(498d) Engineering Highly Microporous Polymer Nanofilms By Interfacial Polymerization of Rigid Units for Ultrafast Organic Solvent Nanofiltration

High-permeance membranes at a desired molecular weight cut-off (MWCO) are key elements for organic solvent nanofiltration (OSN). Polymers of intrinsic microporosity (PIMs) are of particular interest for this application due to their high solvent permeability coupled with abundant micropores (pore size < 20 Å). However, PIM-based thin-film composite (TFC) membranes have several drawbacks, including accelerated physical aging, defect formation, and limited solvent resistance. To circumvent these issues, we report a method to form highly microporous and crosslinked polymer nanofilms prepared by a facile interfacial polymerization technique. Two structural monomers for PIMs – a Tröger's base diamine (TBD) and spirobifluorene (SBF) acyl chloride – were synthesized and investigated as building blocks for crosslinked polyamide TFC membranes.
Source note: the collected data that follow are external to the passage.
PR #4945, opened 2026-05-09
feat: make limactl respect $LIMA_INSTANCE env var

### LINKED ISSUE #4764: `limactl start` should start `$LIMA_INSTANCE` rather than `default`?
https://github.com/lima-vm/lima/blob/69751d55f37977edbecc6222b746e1b7b73b08cf/cmd/lima#L14

While the `lima` wrapper allows overriding `default` via an environment variable `$LIMA_INSTANCE`, the `limactl` CLI doesn't recognize this variable.

We may change the behavior of `limactl` to respect the env var, however, this kind of breaking change should probably happen when bumping up the major version (i.e., Lima v3.0)

Mysterio-17:
### Summary

The `lima` wrapper script respects `$LIMA_INSTANCE` to override the default instance name, but `limactl` subcommands always fell back to the hardcoded `"default"`. This PR makes `limactl` subcommands check `$LIMA_INSTANCE` when no instance name is given explicitly.

### Changes

- Replaced the exported `DefaultInstanceName` const with an unexported `defaultInstanceName()` function that reads `$LIMA_INSTANCE` and falls back to `"default"`
- Updated the following subcommands to use `defaultInstanceName()` as the fallback:
  `start`, `stop`, `restart`, `edit`, `factory-reset`, `start-at-login`, `guest-install`
- Updated `$LIMA_INSTANCE` documentation to reflect the expanded scope

### Tests

- Added `TestDefaultInstanceName` covering both the env-set and env-unset cases
- All existing tests pass

### Note

`limactl shell` is intentionally excluded from this PR, it has different arg parsing (instance name is a required positional arg) and needs separate UX consideration. A follow-up PR will address making `limactl shell` (with no args) also fall back to `$LIMA_INSTANCE`.

### DIFF
--- a/cmd/limactl/edit.go
+++ b/cmd/limactl/edit.go
@@ -54,7 +54,7 @@ func editAction(cmd *cobra.Command, args []string) error {
 	var inst *limatype.Instance
 
 	if arg == "" {
-		arg = DefaultInstanceName
+		arg = defaultInstanceName()
 	}
 	if err := dirnames.ValidateInstName(arg); err == nil {
 		inst, err = store.Inspect(ctx, arg)
--- a/cmd/limactl/factory-reset.go
+++ b/cmd/limactl/factory-reset.go
@@ -32,7 +32,7 @@ func newFactoryResetCommand() *cobra.Command {
 
 func factoryResetAction(cmd *cobra.Command, args []string) error {
 	ctx := cmd.Context()
-	instName := DefaultInstanceName
+	instName := defaultInstanceName()
 	if len(args) > 0 {
 		instName = args[0]
 	}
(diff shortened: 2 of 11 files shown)


Mysterio-17:
Hey @jandubois @unsuman @AkihiroSuda , have a look at this whenever you have time.

AkihiroSuda:
The code looks good, but I don't plan to merge this soon, as I said in:
- https://github.com/lima-vm/lima/issues/4764#issuecomment-4319718778

Mysterio-17:
> The code looks good, but I don't plan to merge this soon, as I said in:
> 
> * [`limactl start` should start `$LIMA_INSTANCE` rather than `default`? #4764 (comment)](https://github.com/lima-vm/lima/issues/4764#issuecomment-4319718778)

Yeah totally, I was just interested in working on this. The follow-up PR for `limactl shell` is also in progress, no rush on merging either.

Remarkably, the TFC membrane fabricated by these PIM units through interfacial polymerization (i.e., TBD-SBF) exhibited more than two orders of magnitude higher solvent permeance (e.g., acetone permeance = ~100 LMH/bar) with moderate MWCO (~630 g/mol) compared to conventional MPD-TMC counterparts, which outperforms all reported polymer-based OSN membranes. Detailed characterization reveals that the enhanced microporosity enabled by selection of the rigid PIM monomers coupled with the benefits of forming ultrathin (~20 nm) membranes through interfacial polymerization enables ultrafast solvent transport in the TBD-SBF nanofilms. These findings demonstrate a means to leverage micropore-generating features with interfacial polymerization for promising applications in OSN.